DATASET ENTRIES section start
PR #5183, opened 2026-07-14
fix meeting notification navigation race

louis030195:
## What changed

- move the `open-meeting-note` listener to the always-mounted Home page
- buffer the requested meeting while Home switches to the Meetings section
- pass the pending request into Meeting Notes and clear it after consumption
- add a regression test for a notification request received before Meeting Notes mounts

## Root cause

The previous fix for #4769 retried a lossy Tauri event. The listener still lived inside `MeetingNotesSection`, so when a notification click first navigated from Chat/Timeline to Meetings, the meeting-specific event could arrive before that section mounted. The window opened, but the requested meeting ID was dropped, leaving the user on the main/list view.

The Home page now owns the event listener and retains the request across the section mount.

## User impact

Clicking **open note** on a meeting notification now opens the specific meeting instead of intermittently landing on the main Meetings page.

## Validation

- `bunx vitest run --config vitest.config.ts components/meeting-notes/__tests__/notification-open.test.tsx lib/__tests__/notification-actions.test.ts` — 4 passed
- `bunx tsc --noEmit` — passed
- focused ESLint — no errors (3 pre-existing warnings)
- `git diff --check` — passed

Follow-up to #4769.

### DIFF
--- a/apps/screenpipe-app-tauri/app/(main)/home/page.tsx
+++ b/apps/screenpipe-app-tauri/app/(main)/home/page.tsx
@@ -40,7 +40,10 @@ import { FeedbackSection } from "@/components/settings/feedback-section";
 import { PipeStoreView } from "@/components/pipe-store";
 import { BrainSection } from "@/components/settings/brain-section";
 import { ConnectionsSection } from "@/components/settings/connections-section";
-import { MeetingNotesSection } from "@/components/meeting-notes";
+import {
+  MeetingNotesSection,
+  type OpenMeetingRequest,
+} from "@/components/meeting-notes";
 import { StandaloneChat } from "@/components/standalone-chat";
 import { ChatSidebar } from "@/components/chat-sidebar";
 import { ChatHistoryView } from "@/components/chat/chat-history-view";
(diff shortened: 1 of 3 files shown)


louis030195:
@thisisharsh7 can you check this work? both when click on HD mode or not and with different hd mode setting

thisisharsh7:
On it

thisisharsh7:
@louis030195 tested on macOS m1 air

- open note button works fine, navigates to the correct meeting note from any section.

- open note + HD button has issues:

  image
1. From the macOS system notification (the one that appears over any app): does NOT navigate to
  the meeting note. Nothing happens.
  
  image

2. From the built-in notification tab inside the app: works correctly, navigates to the note.


- HD mode settings feedback:

The + HD button currently shows regardless of the user's HD setting, which doesn't make sense:
  - never should only show "open note", no "+ HD" button since the user opted out of HD
  - always : open note should automatically start HD, no need for a separate + HD button
  - ask: this is the only setting where "open note + HD" as a separate button makes sense
  
image

louis030195:
@thisisharsh7 can you fix it? sned a new pr

thisisharsh7:
yep on it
DATASET ENTRIES section end
### TASK DETAILS
Quote only the stretch of lines that starts the data above and ends with the line containing "## Root cause", both included.

### EXERCISE RESULT
PR #5183, opened 2026-07-14
fix meeting notification navigation race

louis030195:
## What changed

- move the `open-meeting-note` listener to the always-mounted Home page
- buffer the requested meeting while Home switches to the Meetings section
- pass the pending request into Meeting Notes and clear it after consumption
- add a regression test for a notification request received before Meeting Notes mounts

## Root cause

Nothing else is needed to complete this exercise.